Too many buzzwords, too little understanding. With the ubiquity of data and analytics, IT vocabulary is expanding fast, and terms like data marts, data lakes and data warehouses are being used interchangeably. While they are from the same domain, their meaning is quite different when you go about building a data repository. This article focuses on providing a clear understanding of the definitions of data marts, lakes, and warehouses, both from a technical and business perspective.
Let’s start our differentiation with the term all of us are most familiar with, one that has been around for decades: Data Warehouse.
What is a Data Warehouse?
A data warehouse is a central data repository where data is integrated from different enterprise systems, optimized for reporting and made available for business intelligence. The data warehouse is, therefore, the foundation of an organization’s data analysis and reporting needs.
A data warehouse is essentially a collection of databases. Large organizations generally use a multitude of systems, each of which has a database for content storage and management at the back-end. Extract-Transform-Load (ETL) processes are used to extract data from individual databases spread across the enterprise, transform the data to convert it into a single, consistent format for your target data warehouse, and finally load it into the data warehouse.

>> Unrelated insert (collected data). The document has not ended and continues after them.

PR #777, opened 2017-12-13
Update warning/error messages and description

### LINKED ISSUE #769: Warning message clarifications
In open-source-economics/Tax-Calculator#1736, @martinholmer said

> The warning messages on TaxBrain are so garbled that they are uninformative, and while it does say this, it is not clear enough that these are just warnings (not errors) and that clicking on the "Show Me the Results" button a second time will submit the run for execution. I'm pretty sure that the TaxBrain developers were working this week on these problems with the TaxBrain file upload page. Hopefully the next version of TaxBrain will be more clear. Meanwhile, see if clicking a second time on the "Show Me the Results" button produces results for the reform.

It seems like there are several issues here:
1. It is not clear that if you click "Show Me the Results" button a second time that the model will run.   I thought that the first message makes this point pretty clearly.  However, if this is not the case, then I am open to suggestions for improving the presentation of this message.
screen shot 2017-12-10 at 1 01 00 pm

2. "The warning messages on TaxBrain are so garbled that they are uninformative."  The current warning/error message logic was first implemented in #641.  We decided in favor of verbose warning and error messages.  In this [comment](https://github.com/OpenSourcePolicyCenter/PolicyBrain/pull/641#issuecomment-329578162), I suggested some different approaches that we could revisit.  Development time is pretty tight right now.  So, I cannot promise an immediate update of the warning/error display logic.  However, I am open to discussing ideas.  Further, if someone wants to open a PR to change this, then the relevant function is [here](https://github.com/OpenSourcePolicyCenter/PolicyBrain/pull/641#issuecomment-329578162).  

3. The distinction between warning and error messages is not obvious.  As @martinholmer suggested, perhaps the warning messages should be yellow and the error messages should be red.  This makes sense to me as a long-term solution.  In the meantime, we can try to make the initial message more informative.  Currently, it says:
"Some fields have errors. Values outside of suggested ranges will be accepted if they only cause warnings and are submitted again from this page."
I think we could change it to say:
"Some fields have warnings or errors. Values outside of suggested ranges will be accepted if they only cause warnings and are submitted again from this page.  Warning messages begin with "WARNING", and error messages begin with "ERROR"."

4. Further specification needs to be made for the warning/error messages.  Currently, the message does not include the parameter name.  This is an easy fix and should be updated immediately.

cc @martinholmer @MaxGhenis

hdoupe:
This PR begins to resolve #769 part 3 and resolves #769 part 4.

1. Adds a more informative description for what a warning and error message look like:
screen shot 2017-12-12 at 9 08 30 pm

2. Includes offending parameter in the message.  This was not needed in the GUI messages since it was obvious that the message applied to the parameter whose box it was displayed under.  As @martinholmer pointed out, it is not so obvious when the messages are displayed on the file input page.
screen shot 2017-12-12 at 9 10 41 pm

### DIFF
--- a/webapp/apps/taxbrain/tests/test_views.py
+++ b/webapp/apps/taxbrain/tests/test_views.py
@@ -565,7 +565,7 @@ class TaxBrainViewsTests(TestCase):
         # Check that no redirect happens
         self.assertEqual(response.status_code, 200)
         assert response.context['has_errors'] is True
-        msg = 'ERROR: value 9e+99 > max value 89239.88 for _II_brk2_4 for 2024'
+        msg = 'ERROR: _II_brk1_4 value 9e+99 > max value 89239.88 for _II_brk2_4 for 2024'
         assert msg in response.context['errors']
 
         # get most recent object
@@ -601,7 +601,7 @@ class TaxBrainViewsTests(TestCase):
         # Check that no redirect happens
         self.assertEqual(response.status_code, 200)
         assert response.context['has_errors'] is True
-        msg = 'WARNING: value 1073.53 < min value 7191.08 for 2023'
+        msg = 'WARNING: _STD_0 value 1073.53 < min value 7191.08 for 2023'
         assert msg in response.context['errors']
 
         # get most recent object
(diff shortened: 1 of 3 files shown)


hdoupe:
PR #777 is on the [test app](http://ospc-taxes7.herokuapp.com/taxbrain/) along with PolicyBrain 1.2.1.

PR #780, opened 2017-12-18
Fix buttons disappear after fiscal tables being re-rendered

### LINKED ISSUE #613: Revenue table (Print, etc.) buttons disappear when selecting different (Reform, etc.) table
@GoFroggyRun after looking at this issue, it looks like the buttons for the table aren't being re-rendered when a different table is looked at. Unfortunately, the buttons are added after the table has already been rendered. 

The buttons are added here: 
https://github.com/OpenSourcePolicyCenter/webapp-public/blob/master/static/js/taxbrain-tablebuilder.js#L554-L567

But then need to be added again here after re-rendering: 
https://github.com/OpenSourcePolicyCenter/webapp-public/blob/master/static/js/taxbrain-tablebuilder.js#L261-L272

So, the fiscal table is being re-rendered but it's getting rid of the buttons each time it's being re-rendered. Hope that makes sense.

I spent a couple hours looking at it and couldn't make headway. I can take another look tomorrow.

GoFroggyRun:
This PR closes #613

### DIFF
--- a/static/js/taxbrain-tablebuilder.js
+++ b/static/js/taxbrain-tablebuilder.js
@@ -262,7 +262,6 @@ $(function() {
                 e.preventDefault();
                 var $el = $(e.currentTarget);
                 var el_tablename = $el.data('tablename');
-
                 if (this.selectedTableName === el_tablename) {
                   return;
                 }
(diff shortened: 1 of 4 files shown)


GoFroggyRun:
@hdoupe can we have this PR included in the new update?

hdoupe:
Looks good to me. Thanks @GoFroggyRun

Data from disparate systems exists together here, enabling analysts to query data anywhere in the enterprise and get the answers they need without having to query bits and pieces across multiple transactional databases and then piece them together manually. This is the business intelligence system from which every reporting and analysis application or system is derived.
|Usage||Primary repository to support operational and performance analytics|
|Time-to-market||Weeks, days, hours – depending on approach|
How Is a Data Warehouse Different from a Data Mart?

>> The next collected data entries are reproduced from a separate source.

Issue #763, opened 2017-12-01
Issues with 'cpi_offset' parameter


GoFroggyRun:
Both the [House](https://github.com/open-source-economics/Tax-Calculator/blob/master/taxcalc/reforms/TCJA_House_Amended.json) and the [Senate](https://github.com/open-source-economics/Tax-Calculator/blob/master/taxcalc/reforms/TCJA_Senate_111417.json) adopt chained-CPI indexing. While working on the reform file upload option and TB's GUI input work, I realized that there might be some issues with how this parameter works.

To realize chained-CPI indexing for year **2018**, the `cpi_offset` parameter needs to be set to `-0.0025` in year **2017**. However, both reforms (House and Senate) actually take affect in **2018**. in this case, to implement either reform in TB's GUI, users have to **always** begin with year **2017**. So each input field other than `cpi_offset` has to have an extra `*`, indicating no change in 2017's law. Also, the result table would build an extra column for year 2017 with no change whatsoever. Does this really make sense?

A couple solutions to simplify the issue: 

1. Come up with some ways to allow users to edit previous year parameter on TB's GUI page, just like what we have done to allow future year edits.

2. Modify how `cpi_offset` parameter work in tax-calculator by skimpily implementing the chained-CPI indexing one year head of reform year specified.

@martinholmer @MattHJensen @hdoupe

martinholmer:
@GoFroggyRun said we could:
> Modify how `cpi_offset` parameter work in Tax-Calculator by skimpily implementing the chained-CPI indexing one year head of reform year specified.

I view this as a very bad idea and I'm not even sure how it would work.  Tax-Calculator has no problem with a reform that starts before the ten-year budget window.  It is the design of TaxBrain that is the problem.  When I started on this project, TaxBrain required all reform provision to start in the first budget year (that is, there was no `*` capability to specify delayed implementation of a reform provision).

martinholmer:
@GoFroggyRun said we could:
> Come up with some ways to allow users to edit previous year parameter on TaxBrain's GUI page, just like what we have done to allow future year edits.

And @martinholmer said:
> Tax-Calculator has no problem with a reform that starts before the ten-year budget window. It is the design of TaxBrain that is the problem.

[...]

PR #782, opened 2017-12-19
Convert DependentCredit_before_CTC from bool to int

### LINKED ISSUE #765: Handle future year reforms for checkboxes
There's one provision in TCJA Senate Modified Mark's proposal that introduces "stack[ing] the dependent credit before the child tax credit" in 2018, and then repeals it starting 2026. 

Currently, this boolean parameter `_DependentCredit_before_CTC` is handled using a checkbox on TaxBrain: checked box indicates true while unchecked one represents false, which I believe is a concise way of integrating such boolean parameters. It seems that, however, such format won't allow users to specify any further reforms for future years.  

Since it would be desirable to handle both House and Senate reforms in TaxBain's GUI, we might want to modify, at least for `_DependentCredit_before_CTC` parameter, the way of handling boolean fields to allow future year reforms. However, I haven't come up with an ideal way to deal with it. 

Any comments, concerns or remarks would be helpful. @martinholmer @MattHJensen @hdoupe

hdoupe:
Resolves #765.  This PR treats `DependentCredit_before_CTC` as an integer instead of a boolean parameter which allows the user to very the parameter's value over time.

EDIT:
Old behavior:
screen shot 2017-12-19 at 5 12 11 pm

New behavior:
screen shot 2017-12-19 at 5 12 49 pm

### DIFF
--- a/webapp/apps/btax/forms.py
+++ b/webapp/apps/btax/forms.py
@@ -3,12 +3,12 @@ from django.forms import ModelForm
 from django.utils.translation import ugettext_lazy as _
 
 from .models import BTaxSaveInputs
-from .helpers import (BTaxField, BTaxParam, get_btax_defaults)
+from .helpers import (BTaxField, BTaxParam, get_btax_defaults,
+                      convert_val, make_bool)
 from ..taxbrain.helpers import (is_number, int_to_nth,
                                 is_string, string_to_float_array,
                                 check_wildcards, expand_list,
-                                propagate_user_list, convert_val,
-                                make_bool)
+                                propagate_user_list)
 import taxcalc
 
 from ..taxbrain.forms import (has_field_errors,
--- a/webapp/apps/btax/helpers.py
+++ b/webapp/apps/btax/helpers.py
@@ -210,3 +210,17 @@ def group_args_to_btax_depr(btax_default_params, asset_yr_str):
 
             )
     return depr_argument_groups
+
+
+def make_bool(x):
+    b = True if x == 'True' else False
+    return b
+
+
+def convert_val(x):
+    if is_wildcard(x):
+        return x
+    try:
+        return float(x)
+    except ValueError:
+        return make_bool(x)
--- a/webapp/apps/btax/views.py
+++ b/webapp/apps/btax/views.py
@@ -38,11 +38,10 @@ from .models import BTaxSaveInputs, BTaxOutputUrl
 from .helpers import (get_btax_defaults,
                       BTAX_BITR, BTAX_DEPREC,
                       BTAX_OTHER, BTAX_ECON,
-                      group_args_to_btax_depr, hover_args_to_btax_depr)
+                      group_args_to_btax_depr, hover_args_to_btax_depr,
+                      make_bool, convert_val)
 from ..taxbrain.helpers import (format_csv,
-                                is_wildcard,
-                                convert_val,
-                                make_bool)
+                                is_wildcard)
 from ..taxbrain.views import (benefit_switch_fixup,
                               denormalize, normalize)
 from .compute import DropqComputeBtax, MockComputeBtax, JobFailError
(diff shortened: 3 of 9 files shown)


hdoupe:
Are there any other boolean parameters that we would like to convert into comma separated value parameters?  

My plan is to only convert the ones where we see an obvious use case for allowing changes over time.  If we like the behavior introduced for these select parameters, then we can convert the rest of the boolean parameters.  I think this will minimize the number of changes to the database.

cc @MattHJensen @martinholmer @codykallen

MattHJensen:
@hdoupe, once you feel comfortable with the database changes, I think we should make this change for all boolean parameters, as it is very difficult to anticipate what could or couldn't be phased in over time or sunset.

martinholmer:
@hdoupe said:
> This [PolicyBrain] PR [#782] treats `DependentCredit_before_CTC` as an integer instead of a boolean parameter which allows the user to very the parameter's value over time.

OK, but this parameter is boolean in Tax-Calculator.  So that means the JSON reform file TaxBrain generates must have them as boolean even though they are presented as 0s and 1s in the TaxBrain GUI.

Is there a reason the GUI can't use comma-separated boolean values?

hdoupe:
@MattHJensen Ok, that makes sense.  I'll get this on the test app today.  If everything goes well, then I will apply this change to the rest of the boolean parameters.

hdoupe:
@martinholmer asked:
> OK, but this parameter is boolean in Tax-Calculator. So that means the JSON reform file TaxBrain generates must have them as boolean even though they are presented as 0s and 1s in the TaxBrain GUI.
> 
> Is there a reason the GUI can't use comma-separated boolean values?

The GUI can tolerate comma separated boolean values.  However, I think that we should also allow the submission of 1/0 since they are logically equivalent.

hdoupe:
@martinholmer I'm getting the following error when I submit this reform:
screen shot 2017-12-20 at 10 05 15 am

A simpler example of this reform is run here:
```
import taxcalc

policy_dict = {
    u'policy': {
        2019: {
            u'_DependentCredit_before_CTC': [1],
        },
    },
    u'growdiff_response': {},
    u'consumption': {},
    u'behavior': {},
    u'growdiff_baseline': {}
}

ew  = taxcalc.tbi.reform_warnings_errors(policy_dict)

print("errors warnings for: ")
print(policy_dict)
print('\n')
print(ew)

policy_dict["policy"][2019]["_DependentCredit_before_CTC"] = [1.0]

ew = taxcalc.tbi.reform_warnings_errors(policy_dict)
print("\nerrors warnings for: ")
print(policy_dict)
print('\n')
print(ew)
```

I get the following output:
```
(aei_dropq) HDoupe-MacBook-Pro:PolicyBrain henrydoupe$ python tc_pr_1775.py 
errors warnings for: 
{u'policy': {2019: {u'_DependentCredit_before_CTC': [1]}}, u'growdiff_response': {}, u'behavior': {}, u'consumption': {}, u'growdiff_baseline': {}}


{'errors': '', 'warnings': ''}

errors warnings for: 
{u'policy': {2019: {u'_DependentCredit_before_CTC': [1.0]}}, u'growdiff_response': {}, u'behavior': {}, u'consumption': {}, u'growdiff_baseline': {}}


{'errors': 'ERROR: 2019 _DependentCredit_before_CTC value 1.0 is not boolean\n', 'warnings': ''}
```

It seems like 1.0 is not a valid boolean according to Tax-Calculator even though we also have:
```
In [1]: bool(1.0) == bool(1) == bool(True)
Out[1]: True
```

PolicyBrain reads the user input from the GUI as strings.  The strings with digits are converted to python floats.  I could add a special case for the boolean parameters that are entered as 1/0/1.0/0.0 that converts them to 1/0 or True/False.  However, I think a better solution would be for Tax-Calculator to accept 1.0 and 0.0 as valid boolean values.  @martinholmer what are your thoughts on this?

MattHJensen:
Just my 2 cents, I am more eager for TaxBrain to be able to accept True/False than for either TaxBrain or Tax-Calculator to accept 1.0, 1, 0, 0.0. We just have so many numeric inputs, including switches, it refreshing to differentiate switches.

hdoupe:
@MattHJensen Thanks for your insight.  I moved your comment to issue #786.  Sorry, I probably should have left this PR open longer.  I was in a bit of a rush to get this merged, get a pre-release up, and move on to #763.  I should have waited longer to make sure that we were all on board.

It’s not that different actually.
Data marts are a subset of the data warehouse, designed to fulfill the reporting needs of a specific operational department or subject. The data warehouse could then also be called a collection of data marts.
Let’s look at an allusion to understand this concept better. If the data warehouse is a library that contains all possible books that an organization needs, data marts are sections of that library where books about a particular subject are grouped together. Readers who are concerned with only a specific subject can simply go to the relevant library section, or data mart in this case, and get the information they need faster because they won’t have to search through the entire library to find that information.
Data marts are also a core consideration when deciding on your data warehouse design approach. One way to build a data warehouse is to consolidate data on a departmental level, model your data and create individual data marts, and then bring these data marts together to form the enterprise data warehouse. This is a more agile approach to data warehousing, allowing you to focus on specific requirements rather than spending weeks developing a deep understanding of business processes on an enterprise scale and then building an overarching data warehouse to derive individual data marts.
|Usage||Front-line business reporting|
Are Data Lakes a Subset of a Data Warehouse Too?
Data warehouses and data lakes serve completely different purposes. In a data warehouse, we first analyze requirements, map out architecture, identify sources, determine transformation, model data for reporting schemas, and execute the ETL process for moving data, which by this point is optimized for reporting and analysis. In stark contrast, data is “dumped” into a data lake.
Data lakes are designed to maintain all types of data, while data warehouses and marts store structured data. When your organization generates different types of data on a massive scale, and you know that data needs to be analyzed to derive strategic insights but aren’t yet sure how, using a data lake may be the preferred approach. Data lakes can store text, images, weblogs, social network activity, or any other non-traditional data source, without needing data to be cleaned or converted first. Traditional databases neither support these non-traditional data types, nor are they built to enable querying on very large datasets.
So, if data isn’t cleaned and converted or otherwise optimized for reporting in data lakes, how do you use them for business intelligence?
That’s where data scientists come in, using advanced predictive modeling and statistical analysis tools to make sense of large data sets and identify patterns. That’s a whole different discipline in itself.
|Usage||Advanced predictive analytics|
|Data growth||Very high|
Which Option is Better?
As with everything, the answer depends on how you want to make data available to business users. If you don’t need a consolidated repository and just want to open up a specific subject area in your organization for reporting, an independent data mart would make sense.
If, on the other hand, you need reporting capabilities that encompass all your enterprise systems, go with a data warehouse. You could also create a number of independent data marts as the need arises throughout your organization and then bring them all together later on to create your data warehouse in stages. However, if your organization is generating too many types of data in immense volumes and you need a way to maintain all of that data for eventual analysis, a data lake would be a good option.
Data lakes vs. data warehouses is an age-old debate, and proponents of data lakes generally argue that data warehouse design doesn’t permit change easily and requires intensive resources in terms of development cost and time. Modern data warehouse automation platforms are changing that, allowing data modeling with agility and new data marts to be created in minutes.